The Rat‘s efficient mastery through autonomous course-correction rather than explicit redirective programming enthralled other roboticists and psychologist of the era as a vision into future possibility. Smith presented the device at a 1935 Chicago conference to rapturous applause, many seeing echoes of animal cognition now achieved mechanically.

YearMachine Learning MilestoneInventor
1933Mechanical Arm self-navigates basic maze via learned feedbackThomas Ross
1935Robot Rat perfectly solves complex 12-choice maze after one full run exposureThomas Ross + Stevenson Smith
1943First electronic artificial neural network inspiration from neuroscience modelsWarren McCulloch + Walter Pitts
1951First self-learning computer program using reinforcement learningMarvin Minksy
1952Ideas on iterative machine learning via "rote reinforcement"Arthur Samuel
1958First computer game with ability to improve play by learningArthur Samuel

"What captured popular imagination was this ‘mechanical rat‘ that could best even humans or animals in remembering the correct path without any repetition or reinforcement," explains modern AI pioneer Dr. Yann LeCunn. "So while rudimentary, Ross‘s visually vivid device predicted key principles of trial-and-error based learning that pervade today‘s most advanced robots and programs."

So while Ross leaned on psychological theory and neuroscience musings to scaffold his empirical tinkering, the Rat constributed a jolt to more rigorously mapping how intelligence – biological or synthetic – sharpens through environmental exposure.

Elusive Final Years But Lasting Imprint on Artificial Intelligence

Frustratingly, Ross became something of a recluse in later decades and shied away from public visibility after graduating in 1937 – declining interviews and accolades. The absence of personal archives means his later engineering work and intellectual pursuits remain vague.
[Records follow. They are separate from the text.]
PR #1009, opened 2016-06-09
REL-2831: compress ephemerides

tpolecat:
This is an experimental PR to see if we can make it less impossible to work with gigantic programs with many ephemerides. This stores data as a compressed blob, expanded lazily into a transient. The blob is written as Base64 in the XML.

If this seems ok we will need to write an updater to read earlier 16A files which have big ephemerides in their XML.

A test program with 1000 copies of IO's ephemeris results in ~24m of XML, which is much better than before. Currently this would be ~500m of XML.

### DIFF
--- a/bundle/edu.gemini.spModel.core/src/main/scala/edu/gemini/spModel/core/Deflated.scala
+++ b/bundle/edu.gemini.spModel.core/src/main/scala/edu/gemini/spModel/core/Deflated.scala
@@ -4,25 +4,35 @@ import java.io._
 import java.util.Arrays
 import java.util.zip.{ Deflater, Inflater }
 
-/**
- * A compressed value.
- * @param data the underlying byte array
- */
-final class Deflated[A] private (val data: Array[Byte]) extends Serializable {
+import scalaz.Functor
+
+/** A value that has been serialized and compressed. */
+final class Deflated[A] private (
+  private val blob: Array[Byte], 
+  private val k: Object => A
+) extends Serializable {
+
+  /** Return a *reference* to the deflated blob. */
+  def unsafeToByteArray: Array[Byte] =
+    blob
+
+  /** Return a *copy* of the deflated blob. */
+  def toByteArray: Array[Byte] =
+    blob.clone
 
   /** Size of the compressed blob in bytes. */
   def size: Int =
-    data.length
+    blob.length
 
   /** 
    * Inflate and return the value. Note that this operation is not memoized; each call will
-   * require re-inflating the compressed blob.
+   * re-inflate the compressed blob.
    */
   def inflate: A = {
 
     // First inflate
     val inflater = new Inflater();
-    inflater.setInput(data);
+    inflater.setInput(blob);
     val baos = new ByteArrayOutputStream();
     val buf = new Array[Byte](Deflated.BUF_SIZE);
     while (!inflater.needsInput) {
@@ -36,23 +46,27 @@ final class Deflated[A] private (val data: Array[Byte]) extends Serializable {
     val ois  = new ObjectInputStream(bais)
 
     // Done
-    ois.readObject.asInstanceOf[A]
+    k(ois.readObject)
 
   }
 
+  /** Return a new `Deflated` that applies `f` to its inflated value. */
+  def map[B](f: A => B): Deflated[B] =
+    new Deflated(blob, k andThen f)
+
   override def equals(a: Any): Boolean =
     a match {
-      case d: Deflated[_] => Arrays.equals(data, d.data)
+      case d: Deflated[_] => Arrays.equals(blob, d.blob)
       case _              => false
     }
 
   override def hashCode: Int =
-    Arrays.hashCode(data)
+    Arrays.hashCode(blob)
 
 }
 
 object Deflated {
-  val BUF_SIZE = 1024 * 16
+  private val BUF_SIZE = 1024 * 16
 
   /** 
    * Construct a deflated object by serializing and compressing the passed value. This method will
@@ -80,19 +94,29 @@ object Deflated {
       val len = deflater.deflate(buf)
       baos.write(buf, 0, len)
     }
-    deflater.end()           // (1) these two lines are important; see note in CompressedString.java
-    System.runFinalization() // (2)
+    // If you don't call end() the deflater leaks system heap on Linux. This is documented in 
+    // 6293787. It still leaks slowly but running finalizers seems to fix it.
+    deflater.end()
+    System.runFinalization()
     
     // Done
-    new Deflated(baos.toByteArray)
+    unsafeFromByteArray(baos.toByteArray)
   
   }
 
-  /**
-   * Construct a deflated object from the given byte array, which is *not* copied, under the
-   * assertion that its can be decompressed into a value of type A.
-   */
-  def unsafeFromBytes[A](data: Array[Byte]): Deflated[A] =
-    new Deflated[A](data)
+  /** Construct a deflated object using a *reference* to the passed byte array. */
+  def unsafeFromByteArray[A](blob: Array[Byte]): Deflated[A] =
+    new Deflated(blob, _.asInstanceOf[A])
+
+  /** Construct a deflated object using a *copy* of the passed byte array. */
+  def fromByteArray[A](blob: Array[Byte]): Deflated[A] =
+    unsafeFromByteArray(blob.clone)
+
+  /** Deflated is a covariant functor. */
+  implicit val DeflatedFunctor: Functor[Deflated] =
+    new Functor[Deflated] {
+      def map[A, B](fa: Deflated[A])(f: A => B): Deflated[B] =
+        fa.map(f)
+    }
 
 }
--- a/bundle/edu.gemini.spModel.core/src/main/scala/edu/gemini/spModel/core/Deflated.scala
+++ b/bundle/edu.gemini.spModel.core/src/main/scala/edu/gemini/spModel/core/Deflated.scala
@@ -1,0 +1,98 @@
+package edu.gemini.spModel.core
+
+import java.io._
+import java.util.Arrays
+import java.util.zip.{ Deflater, Inflater }
+
+/**
+ * A compressed value.
+ * @param data the underlying byte array
+ */
+final class Deflated[A] private (val data: Array[Byte]) extends Serializable {
+
+  /** Size of the compressed blob in bytes. */
+  def size: Int =
+    data.length
+
+  /** 
+   * Inflate and return the value. Note that this operation is not memoized; each call will
+   * require re-inflating the compressed blob.
+   */
+  def inflate: A = {
+
+    // First inflate
+    val inflater = new Inflater();
+    inflater.setInput(data);
+    val baos = new ByteArrayOutputStream();
+    val buf = new Array[Byte](Deflated.BUF_SIZE);
+    while (!inflater.needsInput) {
+      val len = inflater.inflate(buf);
+      baos.write(buf, 0, len);
+    }
+    val bs = baos.toByteArray
+
+    // Now deserialize
+    val bais = new ByteArrayInputStream(bs)
+    val ois  = new ObjectInputStream(bais)
+
+    // Done
+    ois.readObject.asInstanceOf[A]
+
+  }
+
+  override def equals(a: Any): Boolean =
+    a match {
+      case d: Deflated[_] => Arrays.equals(data, d.data)
+      case _              => false
+    }
+
+  override def hashCode: Int =
+    Arrays.hashCode(data)
+
+}
+
+object Deflated {
+  val BUF_SIZE = 1024 * 16
+
+  /** 
+   * Construct a deflated object by serializing and compressing the passed value. This method will
+   * throw if the value is not serializable.
+   */
+  def apply[A](a: A): Deflated[A] = {
+
+    // First serialize
+    val bs: Array[Byte] = {
+      val baos = new ByteArrayOutputStream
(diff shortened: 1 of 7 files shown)


tpolecat:
👎  can't read back XML

bundle/edu.gemini.spModel.pio/src/main/scala/edu/gemini/spModel/pio/codec/ParamCodec.scala
```diff
@@ -1,5 +1,8 @@
 package edu.gemini.spModel.pio.codec
 
+import edu.gemini.spModel.core.Deflated
+import sun.misc.{BASE64Decoder, BASE64Encoder}
```
cquiroz: In Java 8 there are Base64 Encoder/Decoders:
https://docs.oracle.com/javase/8/docs/api/java/util/Base64.html

bundle/edu.gemini.spModel.core/src/main/scala/edu/gemini/spModel/core/Deflated.scala
```diff
@@ -0,0 +1,98 @@
...
+
+import java.io._
+import java.util.Arrays
+import java.util.zip.{ Deflater, Inflater }
+
+/**
+ * A compressed value.
+ * @param data the underlying byte array
+ */
+final class Deflated[A] private (val data: Array[Byte]) extends Serializable {
```
tpolecat: Need to make the `data` field private; I can't cope with it being available directly. The only time it's used externally is for serialization so a copy then is ok.

bundle/edu.gemini.spModel.core/src/main/scala/edu/gemini/spModel/core/Ephemeris.scala
```diff
@@ -2,7 +2,19 @@ package edu.gemini.spModel.core
...
+    ==>>.fromList(compressedData.inflate.map { case (t, r, d) =>
+      t -> Coordinates.fromDegrees(r, d).getOrElse(sys.error(s"corrupted ephemeris data: $t $r $d"))
+    })
+
+  /** True if the ephemeris data is compressed (will be uncompressed by need). */
+  def isCompressed: Boolean = {
+    val f = getClass.getDeclaredField("data")
+    f.setAccessible(true)
+    f.get(this) == null
+  }
```
tpolecat: This is only for testing and it's a side-effect, so move it into the tests.

bundle/edu.gemini.spModel.pio/src/main/scala/edu/gemini/spModel/pio/codec/ParamCodec.scala
tpolecat: Cool, thanks. I didn't even pay attention to what got imported. I'll switch.

bundle/edu.gemini.spModel.core/src/main/scala/edu/gemini/spModel/core/Deflated.scala
```diff
@@ -0,0 +1,98 @@
...
+    deflater.setInput(bs)
+    deflater.finish()
+    val baos = new ByteArrayOutputStream()
+    val buf = new Array[Byte](BUF_SIZE)
+    while (!deflater.finished) {
+      val len = deflater.deflate(buf)
+      baos.write(buf, 0, len)
+    }
+    deflater.end()           // (1) these two lines are important; see note in CompressedString.java
+    System.runFinalization() // (2)
```
tpolecat: Copy/paste the comment here, in case `CompressedString` goes away.

bundle/edu.gemini.spModel.core/src/main/scala/edu/gemini/spModel/core/Deflated.scala
```diff
@@ -0,0 +1,98 @@
...
+    new Deflated(baos.toByteArray)
+  
+  }
+
+  /**
+   * Construct a deflated object from the given byte array, which is *not* copied, under the
+   * assertion that its can be decompressed into a value of type A.
+   */
+  def unsafeFromBytes[A](data: Array[Byte]): Deflated[A] =
+    new Deflated[A](data)
```
tpolecat: This is only used for deserialization, so go ahead and make a copy to keep things pure.

bundle/edu.gemini.spModel.core/src/main/scala/edu/gemini/spModel/core/Ephemeris.scala
```diff
@@ -2,7 +2,19 @@ package edu.gemini.spModel.core
 
 import scalaz._, Scalaz._
 
-final case class Ephemeris(site: Site, data: Long ==>> Coordinates) {
+final class Ephemeris(val site: Site, val compressedData: Deflated[List[(Long, Float, Float)]]) extends Serializable {
+
+  @transient lazy val data: Long ==>> Coordinates =
+    ==>>.fromList(compressedData.inflate.map { case (t, r, d) =>
+      t -> Coordinates.fromDegrees(r, d).getOrElse(sys.error(s"corrupted ephemeris data: $t $r $d"))
+    })
```
tpolecat: Add a comment here about the behavior of `@transient lazy val`.

tpolecat:
Ok I added code that times out the inflated ephemeris data after three seconds, primarily to allow us to reclaim memory after the initial P2 check. The target editor pokes the ephemeris once a second to update the "now" coordinates, so the ephemeris for the "current" target ends up being available until you switch to another one.

There is logging so you can see what's going on, but it should be turned down/off before merging because it's not actually useful. (Might be worth turning down the BagsManager logging at the same time.)

bundle/edu.gemini.spModel.core/src/main/scala/edu/gemini/spModel/core/Deflated.scala
```diff
@@ -4,25 +4,35 @@ import java.io._
...
- * A compressed value.
- * @param data the underlying byte array
- */
-final class Deflated[A] private (val data: Array[Byte]) extends Serializable {
+import scalaz.Functor
+
+/** A value that has been serialized and compressed. */
+final class Deflated[A] private (
+  private val blob: Array[Byte], 
+  private val k: Object => A
```
cquiroz: How can you serialize `Object => A`?

tpolecat: Functions are serializable but problematic, so that's a good point. I'm not using the functor so I'll get rid of it.

bundle/edu.gemini.spModel.core/src/main/scala/edu/gemini/spModel/core/Deflated.scala
```diff
@@ -0,0 +1,122 @@
...
+  def fromByteArray[A](blob: Array[Byte]): Deflated[A] =
+    unsafeFromByteArray(blob.clone)
+
+  /** Deflated is a covariant functor. */
+  implicit val DeflatedFunctor: Functor[Deflated] =
+    new Functor[Deflated] {
+      def map[A, B](fa: Deflated[A])(f: A => B): Deflated[B] =
+        fa.map(f)
+    }
+
```
swalker2m: Maybe an `Equals` instance?

tpolecat:
Andy is trying this out locally. I'm going on vacation in a few hours and won't be back until July 5 so someone else will need to steer this onto the runway. The PIO converter will be a pain, sorry. I'll at least try to stub it out before I leave.

bundle/edu.gemini.spModel.core/src/main/scala/edu/gemini/spModel/core/Deflated.scala
tpolecat: Good idea.

bundle/edu.gemini.spModel.core/src/main/scala/edu/gemini/spModel/core/Ephemeris.scala
```diff
@@ -1,9 +1,46 @@
...
+    }
+
+    // Reset the cache timer to a point the future
+    if (_task != null) _task.cancel()
+    _task = new TimerTask {
+      def run(): Unit = {
+        logger.info("Discarding inflated ephemeris.")
+        Ephemeris.this.synchronized(_data = null)
+      }
+    }
```
swalker2m: This is quite a clever idea, and one that probably wouldn't have occurred to me.  I wonder about the performance in large programs in the OT though.  The OT is insistent about running P2 checks on every node in the program (probably multiple times) whenever anything changes.  Since there must be a P2 check or two that look for coordinates this means we'll be constantly deflating ephemeris data, I'm guessing.  Something similar may happen for observation query functors for the ODB.  For example, when building up the mini-model for QPT.

We'll need memory enough for the original deflated ephemeris data as well as the compressed data during those times.  It is probably worth profiling memory use while editing a large program with ephemeris data.

andrewwstephens:
This looks good.  I don't have much to add, but here are the numbers I got:

2016B.1.1.2      ODB,   XML
1 sidereal       16K,    9K
1 nonsidereal   238K,  1.1M
10 nonsidereal  2.2M,   11M
20 nonsidereal  4.5M,   21M
30 nonsidereal  6.7M,   32M
Per ephemeris ~ 114K,  546K

Test OT          ODB,   XML
1 sidereal       16K,    9K
1 nonsidereal    34K,   56K
10 nonsidereal  174K,  551K
20 nonsidereal  545K,  1.1M
30 nonsidereal  922K,  1.7M
Per ephemeris ~  15K,   29K

swalker2m:
@andrewwstephens what do these numbers correspond to?

bundle/edu.gemini.spModel.core/src/main/scala/edu/gemini/spModel/core/Ephemeris.scala
swalker2m: I think the vast majority of the time we're just asking for the coordinates at the scheduling block start time.  I would like to experiment with this PR as it is vs. one additional tweak.  The coordinate lookup method could just remember the time and coordinate of the last value it was asked to find.  That way if the next request is for the same time it can return the coordinates without inflating the ephemeris data.  If the request is for a different time then it can go ahead and inflate and remember the new (time, coordinate) pair.  My suspicion is that this will save a lot of churn that will otherwise be caused by P2 checking and ODB queries.

tpolecat: That thought occurred to me last night also, so yeah worth a try.

andrewwstephens:
@swalker2m - The first size is that of the ODB program (as displayed in the OT "Open" dialog).  The second size is of the exported XML file.

The most relevant values are "Per ephemeris", which show that in the database each ephemeris is ~114K uncompressed vs 15K compressed (13%), and in the exported XML each ephemeris is ~546K uncompressed vs 29K compressed (5%).

tpolecat:
Hi, I'm back. I thought this was going to be merged while I was on vacation. Have we decided not to do this?

swalker2m:
Ultimately we (@arturog8m and I) decided it was too big of a change for the patch release.  Given how even small updates have unintended consequences in this codebase, we worried about including it without any time for testing.

I think we can merge it now into the `develop` branch though 👍 . In the meantime, there is the lame menu option work around that trims ephemeris data.  There is still an [open task](http://jira.gemini.edu:8080/browse/REL-2831) about ephemeris size that we might also want to consider for December.

tpolecat:
Rebased. This is on `develop` already so I'll merge when CI goes green (without objection).

swalker2m:
> Rebased. This is on develop already so I'll merge when CI goes green (without objection).

That's what I do too.

tpolecat:
Hm, so it looks like the compression from  `Double` to `Float` introduces an error on the order of ~1mas; in the `PlutoDemotionTest` the RA value `15:41:38.380` becomes `15:41:38.379` which caused the test to fail. @andrewwstephens is this precise enough or do we need to use a higher-precision type?

andrewwstephens:
0.001 second corresponds to  ~0.015 arcseconds,  but that should be fine for the low-medium resolution ephemerides stored in the OT.  Supposedly the high resolution ephemerides stored in files by the ODB remain unaffected.

bryanmiller:
Is this a one-time error or is there a chance that the blob can get de/recompressed multiple times?

tpolecat:
That's a good question. I think `Double -> Float -> Double` is idempotent but I need to ask a pro.

tpolecat:
```scala
scala> def f(d: Double) = d.toFloat.toDouble
f: (d: Double)Double

scala> forAll { (d: Double) => f(d) == f(f(d)) } .check
+ OK, passed 100 tests.
```

tpolecat:
@bryanmiller existing ephemerides going into 17A will be truncated to 32 bits of precision, as will new ephemerides fetched from Horizons by the OT. As stated above this does not affect the full-precision TCS files maintained by the ODB.

swalker2m:
@tpolecat Do we have a missing data migration for 2017A or should this be taken care of by the code in this PR?  It appears to me that this might have fallen through the cracks and the 2017A nonsidereal target PIO [cannot read 2016B nonsidereal target ephemeris data](http://jira.gemini.edu:8080/browse/REL-2971). 

I can work on this tomorrow if necessary.  Should be easy-ish.

tpolecat:
> If this seems ok we will need to write an updater to read earlier 16A files which have big ephemerides in their XML.

So yes, the conversion is missing, and yes should be easy-ish. I can work on it tomorrow if you don't get a chance or don't feel like it. Let me know.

Contemporaneous University bulletins mention Ross consulting for regional technology firms on classified defense computing projects in the 1960s. And there are apocryphal tales of Ross demonstrating advanced prosthetic arms capable of playing concert piano.

But his published papers ceased and he clearly redirected focus away fromnexth academic or commercial advancement of his early inventive spirit. What sparked this self-imposed exile? Was he simply wearied of public engagement? Or did he harbor frustration at seeing less visionary contemporaries receive credit for derivative machine learning work?

Whatever the combination of factors, Ross‘s drive to improve machines through experiential learning indelibly shaped the trajectory of computer science and robotics thereafter. The introduction of self-modifying code and artificial neural networks in subsequent decades owes a debt.

Ubiquitous technologies today like recommendation systems that refine behaviors based on user feedback channels the fundamental approach Ross introduced with his analog mechanical arm self-navigating a maze in 1933. The subsequent eight decades of exponential progress in digitization, storage, and processing birthed by Turing, von Neumann and others now empower AIs to learn complex contextual and sensory patterns even more quickly and accurately than Ross‘s Rat mastering its fixed route.

But the core principles remain the same – enable automated systems to incorporate input signals, remember past outcomes, and sharpen future performance continuously without human intervention. Thomas Ross coined critical concepts powering era-defining innovation – thinking machines that learn by doing.